## What the exercise asks
If a line of the records holds the word "java", copy it out.

[[ Exercise inputs, beginning ]]

PR #3330, opened 2022-09-01
Add debug logging of sent emails

### LINKED ISSUE #2716: Log email content in dev mode
Email is not testable outside of prod instances.  It _should_ be working in staging, but practically doesn't seem to be, and there's no mechanism for local dev.

We should at least log the email in dev mode for easy of local development.

shanemc-goog:
### Description

The emails we send are unobservable for local development. This debug logs them and adds a log configuration example that can be enabled to show them for development.

Upon submitting an application examples of the logging are

[debug] s.c.a.SimpleEmail - Sending email:
SendEmailRequest(Source=noreply@fake.identity, Destination=Destination(ToAddresses=[fake-local-admin-3@example.com, fake-local-admin-5@example.com, fake-local-admin-7@example.com, fake-local-admin-10@example.com]), Message=Message(Subject=Content(Data=New application 13 submitted), Body=Body(Text=Content(Data=Applicant 8 submitted a new application 13 to program Mock program.
View the application at http://localhost:9000/admin/programs/2/applications/13.))))

[debug] s.c.a.SimpleEmail - Sending email:
SendEmailRequest(Source=noreply@fake.identity, Destination=Destination(ToAddresses=[shane@example.com]), Message=Message(Subject=Content(Data=Your application to program Mock program is received), Body=Body(Text=Content(Data=Your application to program Mock program has been received. Your applicant ID is 8 and the application ID is 13.
Log in to CiviForm at http://localhost:9000.))))

## Release notes:

NA - logging that's disabled by default.

### Checklist

### Issue(s)

Fixes #2716

### DIFF
--- a/server/app/services/cloud/aws/SimpleEmail.java
+++ b/server/app/services/cloud/aws/SimpleEmail.java
@@ -59,6 +59,7 @@ public class SimpleEmail {
 
   public void send(ImmutableList<String> toAddresses, String subject, String bodyText) {
     if (toAddresses.isEmpty()) {
+      logger.warn("Attempting to send email to no recipients");
       return;
     }
 
@@ -73,6 +74,9 @@ public class SimpleEmail {
 
       SendEmailRequest emailRequest =
           SendEmailRequest.builder().destination(destination).message(msg).source(sender).build();
+      if (logger.isDebugEnabled()) {
+        logger.debug("Sending email:\n{}", emailRequest);
+      }
       client.get().sendEmail(emailRequest);
     } catch (SesException e) {
       logger.error(e.toString());
--- a/.github/workflows/scorecards.yaml
+++ b/.github/workflows/scorecards.yaml
@@ -50,6 +50,6 @@ jobs:
 
       # Upload the results to GitHub's code scanning dashboard.
       - name: 'Upload to code-scanning'
-        uses: github/codeql-action/upload-sarif@v2.1.21
+        uses: github/codeql-action/upload-sarif@v2.1.22
         with:
           sarif_file: results.sarif
--- a/server/app/repository/ApplicationRepository.java
+++ b/server/app/repository/ApplicationRepository.java
@@ -63,23 +63,23 @@ public class ApplicationRepository {
    * and create a new application in the active state.
    */
   public CompletionStage<Application> submitApplication(
-      Applicant applicant, Program program, Optional<String> submitterEmail) {
+      Applicant applicant, Program program, Optional<String> tiSubmitterEmail) {
     return supplyAsync(
-        () -> submitApplicationInternal(applicant, program, submitterEmail),
+        () -> submitApplicationInternal(applicant, program, tiSubmitterEmail),
         executionContext.current());
   }
 
   public CompletionStage<Optional<Application>> submitApplication(
-      long applicantId, long programId, Optional<String> submitterEmail) {
+      long applicantId, long programId, Optional<String> tiSubmitterEmail) {
     return this.perform(
         applicantId,
         programId,
         (ApplicationArguments appArgs) ->
-            submitApplicationInternal(appArgs.applicant, appArgs.program, submitterEmail));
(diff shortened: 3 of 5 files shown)


server/app/services/cloud/aws/SimpleEmail.java
```diff
@@ -73,6 +74,9 @@ public void send(ImmutableList<String> toAddresses, String subject, String bodyT
 
       SendEmailRequest emailRequest =
           SendEmailRequest.builder().destination(destination).message(msg).source(sender).build();
+      if (logger.isDebugEnabled()) {
+        logger.debug("Sending email:\n{}", emailRequest);
```
clouser2, line 78: Definitely correct me if I'm wrong here. Based on my understanding, these logs will show up for all providers. Presumably the toString() of the email request object would contain both the payload of the email as well as the email address. If that's the case, wouldn't these be considered PII and not something we'd want to log?

Perhaps the answer is just that "we'll never turn on debugging logging for prod", but I'd be a lot more comfortable if we instead logged only the application ID or something that didn't contain an email address.

Relatedly, I was poking around with @nbeloglazov yesterday, and we found that localstack has a debug endpoint for sent emails (https://docs.localstack.cloud/aws/ses/). We could presumably use this to assert email-related code for bin/run-dev and browser tests.

clouser2 (changes requested):
The implementation itself seems reasonable, but I had a high level question / concern around logging the email contents and whether we could approach this in a different way.

server/app/services/cloud/aws/SimpleEmail.java
shanemc-goog: yes and yes.  (adding an example in the desc too)

At the end of the day the system and the people running it could log everything if they desired.  The defaults in the logging conf already hide DEBUG logging that would expose PII otherwise, one in particular logs all SQL queries and results which would include emails.  So this seems quite in line with that.  It's also completely possible there's already a deeper logging target that we could set to debug to see this content. 

Adding the endpoint seems great, but also seemingly a larger investment than we have prioritized now, and likewise only works appropriately if correctly configured and used in dev, which is the same as this PR.

Feel free to have bion make a call.

shanemc-goog: Also the problem with not logging the content is we can never dev test new email content.  So eitherway we need to be able to see the full payload locally.

shanemc-goog: Actually I'll just add @bion  :D

clouser2: That rationale all makes sense. I just wanted to be purposeful about when we wanted to add logging such as this. SQL logging at debug level definitely seems concerning for the same reasons to me, but that's probably part of a larger cleanup.

I think the concern from my perspective is that the person viewing logs doesn't necessarily have to be the same as the person "running the system".

Regarding adding the endpoint and prioritization, I perhaps was being a bit too vague. The endpoint already exists and is exposed by localstack. On a run-dev environment, I "logged" in as f@example.com and submitted an application. I then navigated to http://localstack:4566/_localstack/ses and saw a JSON representation of the email that was sent. IMO, this is a stronger test that the email was sent than a log statement prior to calling the endpoint. Totally fine to defer this, I just wanted to call out that there's no new implementation required to have localstack debugging.

bion (changes requested):

server/app/services/cloud/aws/SimpleEmail.java
shanemc-goog: Reverting as we determined offline that all email content is already logged to http://localstack:4566/_localstack/ses (note you need to setup a /etc/hosts for that to work)

shanemc-goog:
Reverting as we determined offline that all email content is already logged to http://localstack:4566/_localstack/ses (note you need to setup a /etc/hosts for that to work)


Will make sure this is documented in our dev docs

PR #3333, opened 2022-09-01
Updating assertions to expect 'Guest', since we log in as guest when completing applications

clouser2:
### Description

Fixes failing Seattle staging prober runs ([example](https://github.com/seattle-civiform/civiform-deploy/runs/8135343650?check_suite_focus=true)). This was due to the fact that we use `userDisplayName`, which returns "Guest" for non-prober runs and the test account's name when running against Seattle staging.

The test code had copied this from elsewhere, which meant that it was expecting the test user when run as a prober, even though it had completed the application as a guest.

## Release notes:

N/A.

### Checklist

### DIFF
--- a/browser-test/src/admin_application_statuses.test.ts
+++ b/browser-test/src/admin_application_statuses.test.ts
@@ -8,7 +8,6 @@ import {
   selectApplicantLanguage,
   ApplicantQuestions,
   AdminPrograms,
-  userDisplayName,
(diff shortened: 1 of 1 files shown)


clouser2:
FYI @swatkat1. Once submitted, this should fix probers.

swatkat1 (approved):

[[ Exercise inputs, end ]]

## Written solution
--- a/server/app/services/cloud/aws/SimpleEmail.java
+++ b/server/app/services/cloud/aws/SimpleEmail.java
--- a/server/app/repository/ApplicationRepository.java
+++ b/server/app/repository/ApplicationRepository.java
server/app/services/cloud/aws/SimpleEmail.java
server/app/services/cloud/aws/SimpleEmail.java
server/app/services/cloud/aws/SimpleEmail.java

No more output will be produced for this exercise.